Dataset excerpts:
PR #13, opened 2017-08-06
update DMXOPL

loki666:


Wohlstand:
Thanks!
Also, what do you think about my rework of gen_adldata utility? And because of too slow Nuked emulator I made caching to just don't re-generate same twise because of so slow emulator

loki666:
nice speed improvement indeed
didn't check the implementation, hoping that it doesn't fail

Wohlstand:
Also, I have moved banks list into INI file that doesn't requires recompilation of entire too to do that generation

PR #19, opened 2017-09-01
DMXOPL3 v2.2

loki666:
one more. this guy is restless


Wohlstand:
Include this, I also updating my SDL Mixer X where I using this library 😋

PR #33, opened 2017-11-22
Adl play rework

loki666:
rework `adl_play` and `struct Setup` to not need a backup_sample buffer


loki666:
but it was already like this before my changes...
adl_play is outputting a stereo 16bit PCM stream

which test did you made?

Wohlstand:
I ran it via my demo tool (you can build it by CMake by turning an "WITH_MIDIPLAY" option, requires SDL2).

Wohlstand:
Also, when I tried to fix a timing, I found two another issues:
* When nextTick is zero, tick() turns into infinite loop!
* After fix of infinite loop, time ticking is desynchronius [left - your branch with some my fixes, right - my current master](http://wohlsoft.ru/docs/_files_for_posts/Misc/AdlMidi-new-adlplay/MOSKVA%20(left=adlplay%20right=stable).flac)

loki666:
that's what I was trying to do, the performance shouldn't be an issue

Wohlstand:
Look what I mean:
the splited "chunk" rectangle means this chunk was built by two generation requests.
chunks-division
The load means a delay generated by emulator by one call. Even two calls, the delay was split and final delay is same. In result we got two calls to generate same chunk.
I'll try some at my side and I'll show that if it will work and it will don't break synchronization.

loki666:
calling multiple times the emulator for each out buffer is not an issue, in the end the emulator generate exactly the request samples to fill the buffer.
the load on the CPU is the same for every out buffer requested which is better.

Wohlstand:
Okay, I have tried to get rid of backup samples buffer and I have successfully kept synchronous tick processing: when dumping WAV, the resulted output 1:1 same in both before and after.
However, one thing I have found:

With backup samples we are always requested 1024-sample chunks (which are was stripped down per every loop).
Now, we are requesting chunks of different size. Therefore a result I have found while comparison of two dumps (are synchronously, but on few notes there are different)



I see that since we began to request different-size chunks, we got tiny begin offset of some notes even MIDI timing is going 1:1 with no difference.

loki666:
Not sure I understand all you are saying.

Anyway, the small notes offset is in fact more precise, than it was using fixed chunk length.
Since you were always requesting 512 frames of the emulator, It was entirely possible that a note On should have started in the middle of this chunk.
Splitting the chunks to match the Midi Events is in fact alot more precise.
There is note on event, but alots of events could happens like key pressure, channel volume.

512 frames at 44.1kHz is about 11ms, but MIDI ticks resolution can be high than this

Wohlstand:
Then, I need to change the ticking logic in total: Instead of ticking by time period, every "tick" call will tick all events in current row and will return delay to wait for next row. Use this time period to generate and then tick next row.

loki666:
yes that's how it should works.

calling Tick() should process all the midi events at the current tick, and return the time before the next midi event.
generate audio from emulator for that time and then call Tick() again

PR #46, opened 2018-04-08
fix the check which identifies cmake as a legacy version

jpcima:
This version comparison is wrong.
I am on cmake 3.10, which is not inferior to 3.2, although by numeric comparison it is.
I replace this by VERSION_LESS/VERSION_GREATER which according to manual are present in cmake since 3.0.2 at least.


Wohlstand:
Thanks! You right, my fault!

PR #50, opened 2018-04-09
version string fix

### LINKED ISSUE #47: The library's version string is incorrect
There is currently a problem executing the following code.

```    fprintf(stderr, "ADLMIDI version %s\n", adl_linkedLibraryVersion());```

The output is this. A problem needs to be fixed with the version macros.

```ADLMIDI version OPNMIDI_VERSION_MAJOR.OPNMIDI_VERSION_MINOR.OPNMIDI_VERSION_PATCHLEVEL```

jpcima:
#47 Thanks, but actually there remains a second problem with preprocessing.
It takes a second layer of macro to expand the string. This is good for gcc. It should be checked whether msvc accepts it as well. (If you look at Boost's [stringize](https://www.boost.org/doc/libs/1_66_0/boost/preprocessor/stringize.hpp) msvc has a special case)


Wohlstand:
Then I think is needed a some sort of unit test and AppVeyor build with MSVC target like I made with a case of AudioCodecs project, except one that AC has no any unit tests.

**Trivia:** I never liked MSVC myself as it has own weird cases are must take individual attention while CLand, Inte-CC and GCC / MinGW are in most of things fully compatible to each other where MSVC has lots of own clunky things include [the inconsistency ('friendly template' thing as example where I had a strong fight versus MSVC)](https://github.com/WohlSoft/PtrList/blob/master/vptrlist.h#L63-L68) and bugs.

PR #54, opened 2018-04-11
support for 32 bit mixing, and multiple sample formats

### LINKED ISSUE #49: adl_generate for int32_t output?
As I tried to put adlmidi and multi-chip on trial, with a few somewhat aggressive MIDI files, I noticed that the mixed output of sample type int16_t will eventually saturate.

Even if my program outputs to floating point, I don't have ability to process it through some kind of limiter, because it comes out of the library as already clipped.

Can there be a mixing routine which uses a bigger integer type?
(alternatively, as I believe that was already suggested, an access to the outputs of individual chips?)

jpcima:
⚠️ NEEDS TESTING ⚠️ 

This is for 32bit mixing, which introduces the formatted output APIs.
It will enable to supports two formats of PCM (8, 16 bit) and float (single, double), as well as output to interleaved/non-interleaved buffers, and output to larger integer types than format.

The internal mixing is upgraded from 16bit to 32bit, to prevent premature saturation.
The chip interface receives new output methods in 32bit in addition to the existing 16 bit ones.

fixes #49


Wohlstand:
Try to play this music [MUS_TITL.rmi.zip](https://github.com/Wohlstand/libADLMIDI/files/1899752/MUS_TITL.rmi.zip) on Bank-14 which originally played dirty because of clipping, how it will sound now?

jpcima:
Here I've captured one on a file I have which does a lot of clips.
You can see it, it is triggered at top left of screen, just a tiny bit above level.

untitled

jpcima:
I know the above is a shit capture but I'll do it ok after I complete writing test stuff
I opened a testing branch in adljack

jpcima:
I verified all things in the checklist

There is a [test case](https://github.com/jpcima/adljack/blob/32bitmix-testing/common.h#L15) which one can uncomment to test all scenarios.

Next
- [ ] to show clipping has been resolved
- [ ] port to OPNMIDI and edit emulator methods for 32bit

jpcima:
No clipping. Tested with all emulator cores.

Wohlstand:
Okay, lemme I'll check out that, and yeah, as bank-14 I meant turn the embedded bank with ID 14 where synth-strings are clippish even on real chip.

jpcima:
This PR is probably good for merging. As for OPNMIDI, I'm doing the second PR, I'm well advanced in it already so don't bother. The biggest work is in the chip interfaces. It will need the same testing but there is already adljack as testbed so it should be fast.

PR #60, opened 2018-04-13
propagate the include directory of ADLMIDI

jpcima:
Modify CMake so the user of *target_link_libraries* will automatically receive the include path


CMakeLists.txt
```diff
@@ -253,6 +254,7 @@ endif()
 if(libADLMIDI_SHARED)
     add_library(ADLMIDI_shared SHARED ${libADLMIDI_SOURCES})
     set_target_properties(ADLMIDI_shared PROPERTIES OUTPUT_NAME ADLMIDI)
+    target_include_directories(ADLMIDI_shared PUBLIC ${libADLMIDI_SOURCE_DIR}/include)
     target_include_directories(ADLMIDI_shared PUBLIC ${SDLMixerX_SOURCE_DIR}/include)
```
Wohlstand: `${SDLMixerX_SOURCE_DIR}/include` as in libOPNMIDI must not be here, as this line was added by mistake, so, it must be `libADLMIDI_SOURCE_DIR` as you have been added.

PR #66, opened 2018-04-16
flexible emulator selection API

jpcima:
Not being entirely happy with the state of emulator-related APIs, so I imagined an extension of it, and I submit it to your comments.

**Before** I would enumerate the emulators by creating a fake player, invoke `switchEmulator` for 0 to count until a -1 return. I would avoid relying on hardcoded values of `ADL_Emulator`. In the future, it's imaginable that Nuked 1.7 will be entirely superseded and removed.

**Now** This is an API proposal which could be very well used without any enum `ADL_Emulator`.
It has a query ability for emulator and their characteristics.

Enter the concept of **profile**. You can use a combination of profile flags to find a matching emulator. See adlmidi.h
Exactly one emulator should match **FASTEST**, idem for **MOST_ACCURATE**. Note these two flags don't necessarily imply **FAST** and **ACCURATE** respectively.

**Rationale**: I just want to present normal users who don't care about detail, a generic setting of speed/quality compromise choice.

### DIFF
--- a/src/chips/nuked_opl3_v174.cpp
+++ b/src/chips/nuked_opl3_v174.cpp
@@ -87,7 +87,9 @@ int NukedOPL3v174::generateAndMix32(int32_t *output, size_t frames)
     return (int)frames;
 }
 
+const char *const NukedOPL3v174::staticEmulatorName = "Nuked OPL3 (v 1.7.4)";
+
 const char *NukedOPL3v174::emulatorName()
 {
-    return "Nuked OPL3 (v 1.7.4)";
+    return staticEmulatorName;
 }
--- a/include/adlmidi.h
+++ b/include/adlmidi.h
@@ -162,9 +162,35 @@ enum ADL_Emulator
     ADLMIDI_EMU_end
 };
 
+/* Returns chip emulator */
+extern int adl_chipEmulator(struct ADL_MIDIPlayer *device);
+
 /* Switch the emulation core */
 extern int adl_switchEmulator(struct ADL_MIDIPlayer *device, int emulator);
 
+enum ADL_EmulatorProfileFlag
+{
+    ADLMIDI_EMUPROFILE_FAST          = 1 << 0,
+    ADLMIDI_EMUPROFILE_FASTEST       = 1 << 1,
+    ADLMIDI_EMUPROFILE_ACCURATE      = 1 << 2,
+    ADLMIDI_EMUPROFILE_MOST_ACCURATE = 1 << 3,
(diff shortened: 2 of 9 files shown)


src/chips/nuked_opl3_v174.cpp
```diff
@@ -87,7 +88,7 @@ int NukedOPL3v174::generateAndMix32(int32_t *output, size_t frames)
     return (int)frames;
 }
 
-const char *NukedOPL3v174::emulatorName()
+int NukedOPL3v174::emulatorId()
 {
-    return "Nuked OPL3 (v 1.7.4)";
+    return ADLMIDI_EMU_NUKED_174;
```
Wohlstand: It's BAD idea to put dependency of chipset from ADLMIDI as I told, I use same chipset in both ADLMIDI and OPL3 Bank Editor where is completely different base. You better duplicate the stuff into chipset too, to make it be independent. And yeah, Don't break `emulatorName()` as it is mainly using in OPL3 Bank Editor and is more convenient to call it rather request entry from separate array.

jpcima:
Yes this was a really crappy code. Shameful display :smile: 
I arranged it in a way you may like better.

The indexes of the characteristics table is made to match the enum values. If an emu is not built it, there will be a hole in the table and it represented by a `name` set to NULL. I modify the implementation to account for this detail.

Wohlstand:
I'll try to polish this tomorrow.

Wohlstand:
This is very outdated thing. It needs a different strategy to make this: without of any static references between things, as those are shared with OPL3BE and will not be compatible.

jpcima:
> This is very outdated thing.

I don't mind closing as I don't have usefulness for this right now.

I have nonetheless few comments:

- the linking problem was, as I remember, resolved, and makes the code good for OPL3BE use

- the capability matching deserves rethinking in this code.
for example disable nuked and there will be no longer a "most accurate" emulator match.

- there's an ABI consideration about using the ADLMIDI_EMU_* enum, because these numbers must never change.

Since the count of emulators is made a fixed number `ADLMIDI_EMU_end`, and a program is linked to a shared library of libADLMIDI, it doesn't know of new emulators which are added in the library after updates.

You can see in my programming with libADLMIDI, I don't use enum values, I try emulators by index until a failure and I collect the results.
A problem is: in the future you remove an outdated emulator from libADLMIDI, and then the Emulators enum has holes, and this method fails.
(And you don't have another choice that to create a hole, considering enum numbers being part of ABI)

Moreover: this method is only working having none of emulators disabled

Globally, I think there's only fragile methods to access into emulators and it needs a rework to enable flexible selections.

Issue #65, opened 2018-04-16
MIDI playback in hard RT context


jpcima:
In a softsynth plugin, MIDI playback can happen in the same thread as audio processing.
adlmidi_midiplay must be modified for hard-RT to avoid all kinds of malloc.

To give an example, `activenotes` is stored in a std::map of uint8_t.
In a std::map `malloc` is required for each insertion, ie. for every MIDI note on.
Midi notes being limited to 127, it would be a better idea to use flat array storage.

Please assign me the issue.

jpcima:
There are multiple strategies to solve the problem of note keeping.
(In all cases I believe the array might be in fact faster because of low element count and cache)

1. the most obvious may be to replace `map` with `vector` reserved with 128 cells. The positive is that I only have to iterate up to size, but removal will take O(n).
2. Just make it an array of 128 and iterate everything.

I guess I safely ignore the consideration of ordering of the note array? originally std::map is ordered by ascending note number.

Wohlstand:
Third strategy:
* Create 128 array which will index all notes.
* Create `vector` which will contain a chain of `playing indexes` to iterate them.

Ow! just now I have found that each `NoteInfo` contains another map `std::map<uint16_t /*adlchn*/, Phys> phys;` which refers using physical chip(s) channels (one two-op voice, two two-op voices or two pieces of four-op voice). So, I'll check out an ability to replace it with fixed-size array and the count value.

jpcima:
Yes I'm aware of this other pesky little map.
I have already made its acquaintance in original Bisqwit code.

jpcima:
I made the hard-realtime branch. This is a simple transformation of `activenotemap` into a fixed array.
It could be organized a bit better for sure.
Do you approve this?

https://github.com/jpcima/libADLMIDI/commit/21fd71af4394f88522630d9a900dc1d8d8ab8625

Wohlstand:
I have continued stuff, and I removed the "phys" map with replacing it with two-element arrays, that also need to test out for any possible issues with it. Also, I gonna to move MIDI Sequencer which loads and plays MIDI files in-home of library into separated file, then into separated class that will be possible to use in other libraries separately.

jpcima:
Nice! I will look at the code that you have done, and try it. Thanks.

I know there remains the `users` map, from `AdlChannel`.
I have not completely understood the full purpose of this map. Is it a history of the current and old notes on the channel?
[...]

PR #67, opened 2018-04-16
transform the note map into a fixed array

jpcima:
This is the code discussed in #65 made into a PR.
It is step 1 into making ADLMIDI hard-RT compliant.
As far as I can tell this code plays back without issues.

Second, I need to think how to handle the Phys map which is present in every NoteInfo.


Wohlstand:
Gonna to take this to polish...

Wohlstand:
Just for an info: a memory usage before:
default

and after your change:
default

I'll try to replace that damned map that is left alone for now.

• Work to be completed
Starting from the records above, filter out all lines except those containing the word "PUBLIC".

• Response
+    target_include_directories(ADLMIDI_shared PUBLIC ${libADLMIDI_SOURCE_DIR}/include)
     target_include_directories(ADLMIDI_shared PUBLIC ${SDLMixerX_SOURCE_DIR}/include)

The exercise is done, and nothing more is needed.